Die Zurückhaltung seiner Kolleginnen und Kollegen kann sich Dr. Weiland am ehesten durch den erschwerten Zugang für Ärztinnen und Ärzte erklären. „Es gibt oft keinen Testzugang, mit dem wir uns als Ärztin oder Arzt eine App mal anschauen können, um sie unseren Patientinnen und Patienten empfehlen zu können“ sagt Dr. Weiland. Er müsse mit Schulungen viel Zeit und vor allem auch Geld investieren, um eine neue App überhaupt erst einmal auszuprobieren. Auch die Unsicherheit möglicher Regressforderungen verunsichere einige Kollegen. Das schrecke vermutlich viele ab.
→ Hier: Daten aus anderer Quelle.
PR #9196, opened 2025-09-09
Add MSAA swapchain support

z3moon:
Users can now create a swapchain with MSAA support, which enables direct rendering to a multi-sampled swapchain image and automatic resolution.

This is only supported by EGL(Android). Other GL platforms (GLX, WGL, etc) don't support it because the swapchain MSAA settings must be configured before window creation.

Support for other backends will follow.

BUGS=[433327615]

### DIFF
--- a/filament/backend/src/vulkan/VulkanDriver.cpp
+++ b/filament/backend/src/vulkan/VulkanDriver.cpp
@@ -35,6 +35,7 @@
 #include <backend/DriverEnums.h>
 #include <backend/platforms/VulkanPlatform.h>
 
+#include <utils/compiler.h>
 #include <utils/CString.h>
 #include <utils/Panic.h>
 
@@ -484,6 +485,16 @@ void VulkanDriver::finish(int dummy) {
     FVK_SYSTRACE_SCOPE();
 
     endCommandRecording();
+
+    // It's not enough to wait on the fences of the buffers submitted.  Present calls are
+    // submitted to this same queue, so the more correct option is to call vkQueueWaitIdle.
+    vkQueueWaitIdle(mPlatform->getGraphicsQueue());
+    if (auto protectedQueue = mPlatform->getProtectedGraphicsQueue();
+            UTILS_UNLIKELY(protectedQueue != VK_NULL_HANDLE)) {
+        vkQueueWaitIdle(protectedQueue);
+    }
+
+    // This wait() is still necessary to update the fence status.
     mCommands.wait();
 
     mReadPixels.runUntilComplete();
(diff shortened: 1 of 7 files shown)


poweifeng (approved):

filament/backend/src/opengl/platforms/PlatformEGL.cpp
```diff
@@ -448,6 +448,11 @@ EGLConfig PlatformEGL::findSwapChainConfig(uint64_t flags, bool window, bool pbu
         configAttribs[EGL_RECORDABLE_ANDROID] = EGL_TRUE;
     }
 
+    if (flags & SWAP_CHAIN_CONFIG_MSAA_4_SAMPLES) {
+        configAttribs[EGL_SAMPLE_BUFFERS] = 1;
+        configAttribs[EGL_SAMPLES] = 4;
+    }
```
pixelflinger, line 454: I think if we're on a device that doesn't support 4 samples, this will fail the swapchain creation.

I think there needs to be a `isSupported" call. And we need to be very clear about what happens if MSAA_4_SAMPLES is used but not supported.

Here, it's a bit inconsistent because on on non-EGL it's ignored, but on EGL if it's not supported, it'll fail.

android/gradle.properties
```diff
@@ -22,8 +22,8 @@ android.defaults.buildfeatures.buildconfig=true
 android.nonTransitiveRClass=false
 android.nonFinalResIds=false
 
-com.google.android.filament.tools-dir=../../../out/release/filament
-com.google.android.filament.dist-dir=../out/android-release/filament
+com.google.android.filament.tools-dir=../../../out/debug/filament
+com.google.android.filament.dist-dir=../out/android-debug/filament
```
poweifeng: shouldn't change this

filament/backend/include/backend/platforms/PlatformEGL.h
```diff
@@ -98,8 +98,9 @@ class PlatformEGL : public OpenGLPlatform {
     void terminate() noexcept override;
 
     bool isProtectedContextSupported() const noexcept override;
-
     bool isSRGBSwapChainSupported() const noexcept override;
+    bool isMSAASwapChainSupported(uint32_t samples) const noexcept override;
```
poweifeng, line 102: can be a `uint8_t` I think

filament/backend/src/opengl/platforms/PlatformEGL.cpp
z3moon: Yeah makes sense. It's updated.

android/gradle.properties
z3moon: Oh, it was a WIP commit. I force-pushed it and it's ready now.

filament/backend/include/backend/platforms/PlatformEGL.h
z3moon: Yeah, it makes sense in terms of the range of the value. But let me leave in this way because uint8_t will be treated as 32bit or 64bit during the operation anyway.

PR #9199, opened 2025-09-10
vk: fix VulkanDriver::finish()

poweifeng:
VulkanDriver::finish() seems like it is waiting for all the
commands to be processed, but in reality, the present calls
are not waited on (because commands->wait() only waited on
the command buffers).

Here we just call vkQueueWaitIdle to address that case.

This fixes a validation error that occurs when running the
backend test BackendTest.MissingRequiredAttributes.


z3moon (approved):

pixelflinger (approved):

filament/backend/src/vulkan/VulkanCommands.cpp
```diff
@@ -467,8 +468,12 @@ void VulkanCommands::wait() {
     FVK_SYSTRACE_CONTEXT();
     FVK_SYSTRACE_START("commands::wait");
 
+    // It's not enough to wait on the fences of the buffers submitted.  Present calls are typically
+    // submitted to this same queue. So the more correct option is to call vkQueueWaitIdle.
+    vkQueueWaitIdle(mQueue);
```
rafadevai: I dont think this is a good idea. For present there should be another way to wait that is not waiting on the queue to be idle, this is a performance killer.

poweifeng: Well, wait() is a performance killer.  You're not suppose to call this while rendering. Only meant for tests and shutdown.

rafadevai: is wait never called in a normal app?

rafadevai: but also why we do care about present finishing? if the command buffer is completed, that should imply that all the rendering work is done

rafadevai: also this, doesnt wait to present to finish either

rafadevai: so looking at the backend code, when a swapchain gets resized, it might call wait.

poweifeng: yes, and also [this](https://github.com/google/filament/blob/main/filament/backend/src/vulkan/platform/VulkanPlatformSwapChainImpl.cpp#L359) will happen when swapchain is resized (destroyed).  So it's still necessary.

poweifeng: > but also why we do care about present finishing? if the command buffer is completed, that should imply that all the rendering work is done

We care on shutdown.  Otherwise, we can't destroy the semaphore associated with the present.

poweifeng: > also this, doesnt wait to present to finish either

so in fact, if you read the comment in the swapchain destroy bit, you'll see that it's guaranteed to wait for present to finish.

PR #9201, opened 2025-09-10
vk: fix blitDEPRECATED implementation

poweifeng:
blitDEPRECATED can also be used in the context of a multisampled texture resolve. Fix that case to use the resolve() path in the VulkanBlitter.

Also fixed backend test BlitTest.ColorResolve to add the correct usage bit (otherwise it'd have validation error).


pixelflinger (approved):
we need to do an audit and see if we can remove all uses of blit DEPRECATED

Dr. Weiland hält das nicht davon ab, sich immer wieder mit neuen – vor allem digitalen – Wegen auseinander zu setzen. „Wir merken auch, dass unsere Patientinnen und Patienten es gut finden, dass wir auf moderne Technik setzen. Wir versuchen einfach, da am Puls der Zeit dran zu bleiben.“ Die Nutzung der Digitalen Gesundheitsanwendungen als Teil der Behandlung kann dabei ein Baustein sein.